# Bruel & Kiaer Spl Meter as Mic



## pocketbook (Jul 20, 2013)

Hello, I like Rew!!
I found an old Bruel & Kiaer type 2232 with 4022 capsule mic, do you have any experience with it?


----------



## Wayne A. Pflughaupt (Apr 13, 2006)

Depends on what you intend to use it for. This is a high-end Class 1 meter, so for routine SPL measurements it’ll be a good deal more accurate than the Radio Shack meter commonly used around here. IOW, any reading it gets will be accurate +/- .7 dB as opposed to +/- 2 dB for the Radio Shack meter.
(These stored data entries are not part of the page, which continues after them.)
PR #38, opened 2015-12-08
implements #19

73:
I guess this is ready to be merged now...

### DIFF
--- a/pubs/config/conf.py
+++ b/pubs/config/conf.py
@@ -2,6 +2,7 @@ import os
 import platform
 import shutil
 
+
 import configobj
 import validate
 
@@ -10,12 +11,14 @@ from .spec import configspec
 
 DFT_CONFIG_PATH = os.path.expanduser('~/.pubsrc')
 
+
 def load_default_conf():
     """Load the default configuration"""
     default_conf = configobj.ConfigObj(configspec=configspec)
     validator = validate.Validator()
     default_conf.validate(validator, copy=True)
     return default_conf
+
 
 def get_confpath(verify=True):
     """Return the configuration filepath
@@ -32,11 +35,13 @@ def get_confpath(verify=True):
             ui.exit(error_code=1)
     return confpath
 
+
 def check_conf(conf):
     """Type check a configuration"""
     validator = validate.Validator()
     results   = conf.validate(validator, copy=True)
     assert results == True, '{}'.format(results) # TODO: precise error dialog when parsing error
+
 
 def load_conf(check=True, path=None):
     """Load the configuration"""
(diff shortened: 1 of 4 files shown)


humm:
Hum... seems this is not compliant with python 3---see the Travis CI report. As we have users using both versions of python, this is a really a requirement for any pull request.

73:
I see. Shouldn't be that hard to make it runnable with 2.7, 3.3-5 ... Do you have a tip on how to check this locally? I may just run PyCharm code inspection, but I'm not sure I will always have an IDE at hand.

humm:
You just need to have an another version of python you can switch to for the tests. I personally use [pyenv](http:/github.com/yyuu/pyenv), but there are other ways, such as using `virtualenv`.

73:
Hey, 
so I used pyenv (virtualenv only provides my distros python versions) and went ahead and installed python 3.5.0 (which is exactly the same version that travis uses).  And ran the `nosetests`  like travis did. 
```
[~/repo/pubs][⎇ ][●][17:41]
[$] python --version
Python 3.5.0

[~/repo/pubs][⎇ ][●][17:41]
[$] nosetests
........................................................................................
----------------------------------------------------------------------
Ran 88 tests in 1.689s

OK
```
So there are some options:
1: I could fix the error that travis gives "blindly" and hope it works (because it works on my box either way). 
2: You could check out and run the tests (maybe you can confirm travis).
3: You have another idea... (which I'm sure will be better then mine)....

**TL;DR** *unable to reproduce*, what to do now?

humm:
I see. I am going to look if I can reproduce it on my machine tomorrow. I'll keep you updated.

omangin:
OK. It seems that the `version` argument for `ArgumentParser` was dropped. It seems that it was originally for compatibility with *optparse*.

You have to replace it with an explicit call to  `add_argument`.

See last line from <https://docs.python.org/2.7/library/argparse.html#upgrading-optparse-code>.

73:
@omangin thx for having a look. I found that already. But if I am not able to reproduce the error travis is throwing, I have no reliable way to check whether or not it is the only error.

humm:
Ok, I pulled your commit, rebased on fixes introduced by 0bfe921a, and added commit to make it python 3 compliant. You can see your work in the feat/new_config branch, soon in master. Thanks for all your work. I'll probably build on your changes to catch 'init' with the conf_parser.

humm:
@73 
I want to add your name to the list of contributors. Should I add it as 73 or should I use your real name ?

73:
You can use my real one: Arnold Sykosch

PR #52, opened 2016-01-13
Better exceptions handling at the ui level

omangin:
This branch implements a simple exception handling at the ui level. One goal is that no error stack reaches the user any more. This code enables to remove generic catching of exceptions (typically redundant print of the same error message and exit in each command). Now exceptions are catched in the execute function and handled by the ui. The ui decides (depending on whether a *debug* mode is active) if the exception should be re-raised or transformed into an error message followed by exit with non-zero error code.

The whole system relies in setting meaningful error messages (when possible) for exceptions raised at the low level. The exception is meant to carry the message until some code can deal with it, which will ultimately be the case of the ui.

From 8fafdc0:
>The default behavior for commands is now to only catch exceptions that
must be handled specifically. This includes outputting a context
dependent message, cleaning up, etc. All other exceptions will be
handled by the ui.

So, the B&K would be a great meter to use for calibrating REW’s SPL meter.

However, if you’re talking about using it for frequency response measurements, it’s not going to be any better than the Radio Shack meters with our calibration files - see here for more details. Plus, if it doesn’t have an output jack you can’t use it for any kind of measurements with REW.

Regards, 
Wayne


----------



## pocketbook (Jul 20, 2013)

Thanks a lot for the link. 
I found it used for less than 200$, in perfect working condition. Simply as new.
The owner bought a new super-multi-usb spl meter for car measurement.
I like to use it for frequency response and spl.
In your opinion is possible to create an auxiliar output, taking signal from preamp?
It is more than 10 years old tecnology, probably not impossible to mod.
I wrote to B&K italy, but i think they will never give a schematic to me.


----------



## Wayne A. Pflughaupt (Apr 13, 2006)

pocketbook said:


> In your opinion is possible to create an auxiliar output, taking signal from preamp?


Impossible for me to know, as I’ve never laid eyes on one. For one thing, they’d have to physically be enough room internally to install a jack. It would only be economically feasible if you could do the work yourself. For what a shop would charge, it’d be cheaper to acquire other hardware for REW measurements, such as a calibrated USB mic or a calibrated mic and USB sound card/mic pre-amp.

Regards, 
Wayne


----------